The halfpenny sales tax increase, which could be written to expire at the end of 10 years, could generate about $157 million a year to state highways, with another $33.6 million a year split between counties and cities.
That would be mostly for new construction, Capps suggested, “And we’re still $200 million a year short to stay even on our maintenance.”
Murphy also suggested shifting revenues from taxes on transportation-related sales from general to highway funds. Over the course of the 10-year phase-in, the highway fund would receive about $2 billion and by the end of the 10th year, when the new sales tax expired, the highways would be receiving $300 million a year in additional revenue from the transportation-related taxes.
The commission has identified four objectives:
To protect from further erosion the existing tax base of highway, road, street and bridge funding.
To restore construction and maintenance purchasing power
To preserve, maintain and enhance the safety of existing state and local systems and
To add new capacity to state and local systems.
There is no debate that the existing funding system is incapable of providing the necessary revenues to maintain and create an “effective transportation infrastructure going forward,” according to the report.
What is subject to debate is the question of which of the 18-option “menu of possibilities” identified could sustain in coming decades “equitable and adequate funding.”
The committee and its two subcommittees have studied and will continue to study the effects of those options before making their recommendation.
Those options include, but are not limited to, raising vehicle license and registration fees, indexing motor-fuel excise taxes to construction costs; reviewing GARVEE bonds, authorizing a five-, 10- or 15-year bonding authority, changing user fees to reflect the amount of highway-related costs attributable to different types of vehicles.
Issue highway-construction bonds to be retired by a time-limited half-cent general sales tax.
Levy a new excise tax on wholesale price of motor fuels, phased in over time.
Removal of current sales tax exemption on motor fuels.
Levy special sales tax on top of existing sales tax on new and used vehicles, with new revenues dedicated to the highway fund.
Transfer from general revenues to highway funds the existing road-user-related sales taxes—new and used vehicles, auto repair parts and services, tires and batteries—phased in over as long as a decade.
Vehicle miles traveled based on fuel economy.
Regional taxing authorities and local-option revenues.

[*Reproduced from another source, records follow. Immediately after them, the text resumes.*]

PR #2687, opened 2023-12-18
Replace strings with constants in WP_Job_Manager_Post_Types

### LINKED ISSUE #2663: Replace strings with constants in class-wp-job-manager-post-types.php
In order to make the code cleaner and less error-prone:
* Replace custom taxonomies and post type names strings with a public constant (prefixed PT_ for post type, TAX_ for taxonomies and CAP_ for capacities)
* Update the code to use these constants instead of strings

fjorgemota:
Fixes #2663

* Replace strings with constants in `WP_Job_Manager_Post_Types`

### Testing Instructions

Test if the plugin is generally work. Some examples:

1. Create a Job Type
2. Create job categories
3. Create job listings using the data created above
4. Update/delete job categories, types and listings
5. Try to uninstall the plugin
6. etc.

### Release Notes

- [New] Add constants to refer to IDs of post types, capabilities and taxonomies

----

| Plugin build for df7b39fdeac43846b95aed26e4e6c35ec689df17 <a href="#"></a> |
| 📦 [Download plugin zip](https://wpjobmanager.com/wp-content/uploads/2023/12/wp-job-manager-zip-2687-df7b39fd.zip)                       |
| ▶️ [Open in playground](https://wpjobmanager.com/playground/?core=2023/12/2687-df7b39fd)             |

### DIFF
--- a/includes/admin/class-wp-job-manager-cpt.php
+++ b/includes/admin/class-wp-job-manager-cpt.php
@@ -112,7 +112,7 @@ class WP_Job_Manager_CPT {
 		 *
 		 * @param array $actions_handled {
 		 *     Bulk actions that can be handled, indexed by a unique key name (approve_jobs, expire_jobs, etc). Handlers
-		 *     are responsible for checking abilities (`current_user_can( 'manage_job_listings', $post_id )`) before
+		 *     are responsible for checking abilities (`current_user_can( \WP_Job_Manager_Post_Types::CAP_MANAGE_LISTINGS, $post_id )`) before
 		 *     performing action.
 		 *
 		 *     @type string   $label   Label for the bulk actions dropdown. Passed through sprintf with label name of job listing post type.
@@ -206,7 +206,7 @@ class WP_Job_Manager_CPT {
 			'post_status' => 'expired',
 		];
 		if (
-			current_user_can( 'manage_job_listings', $post_id )
+			current_user_can( \WP_Job_Manager_Post_Types::CAP_MANAGE_LISTINGS, $post_id )
 			&& wp_update_post( $job_data )
 		) {
 			return true;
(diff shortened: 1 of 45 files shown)


includes/admin/class-wp-job-manager-cpt.php
```diff
@@ -334,11 +334,8 @@ public function jobs_by_category() {
 				'class'    => [],
 			],
 		];
-
-		// phpcs:ignore WordPress.Security.NonceVerification.Recommended -- No changes or data exposed based on input.
-		$selected_category = isset( $_GET['job_listing_category'] ) ? sanitize_text_field( wp_unslash( $_GET['job_listing_category'] ) ) : '';
-		echo "<select name='job_listing_category' id='dropdown_job_listing_category'>";
-		echo '<option value="" ' . selected( $selected_category, '', false ) . '>' . esc_html__( 'Select category', 'wp-job-manager' ) . '</option>';
+		echo "<select name='" . esc_attr( \WP_Job_Manager_Post_Types::TAX_LISTING_CATEGORY ) . "' id='dropdown_job_listing_category'>";
```
mikeyarce, line 337: Do we also want to use the constant in a place like this?  `id='dropdown_job_listing_category'`?

mikeyarce (approved):
Thanks for taking on this task, @fjorgemota ! 
I looked through every replacement and double checked them and they all look good!  I left a non-blocking question about if we want to use Constants in some class names.

includes/admin/class-wp-job-manager-cpt.php
fjorgemota: I thought about doing so, but I think the main issue with that is that `id` is the sort of attribute that might be used from the CSS/JS side to handle the field somehow (e.g., select2 stuff, for instance). 

And given that passing these constants to the JS side just to handle this looks a bit..too much, I decided just to leave it as it is. Right now, this whole "replacing magical strings with constants" looks already challenging enough (in the sense of risk of breaking things)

Review laws relative to legislative referrals of financing to the general electorate by methods including an initiated act.
While general revenues in Arkansas have risen from $500 million in 1976 to nearly $6 billion in 2009, highway revenues during the same 33-year period barely increased from roughly $100 million to about $300 million.
In 1977, a $10 million overlay program resurfaced 400 miles of highway, but by 1991, only 167 miles and last year only 47 miles. That means each dollar last year resurfaced only 12 percent the number of miles a dollar resurfaced in 1977.
By the same token, in 1977, $100 million widening program improved 143 miles, but only 37 miles in 1991 and 13 miles last year.
“…It became obvious that over 70 percent of the financing methodology was systemically flawed,” according to the report.
Fuel consumption, fuel-tax revenue and total highway revenues decreased from 2008 to 2009 and if nothing changes, the decline is likely to be exacerbated by federally mandated fuel-efficiency standards, which require an average consumption in passenger cars of 35 miles per gallon by 2016.
In rural states like Arkansas, in which long distances must be driven by much of the population for work, shopping and commerce, there are relatively few taxpayers among whom to spread the burden, and they are really pinched.
In Arkansas, the state system includes 16,433 miles of highways—the 12th largest state system in the U.S. with 66,811 miles of county roads—10th most in the U.S., but carrying only 9 percent of the state’s traffic.
So a population ranked 32nd in the nation must pay for the upkeep of highway and roadway systems averaging the 11th largest in the nation.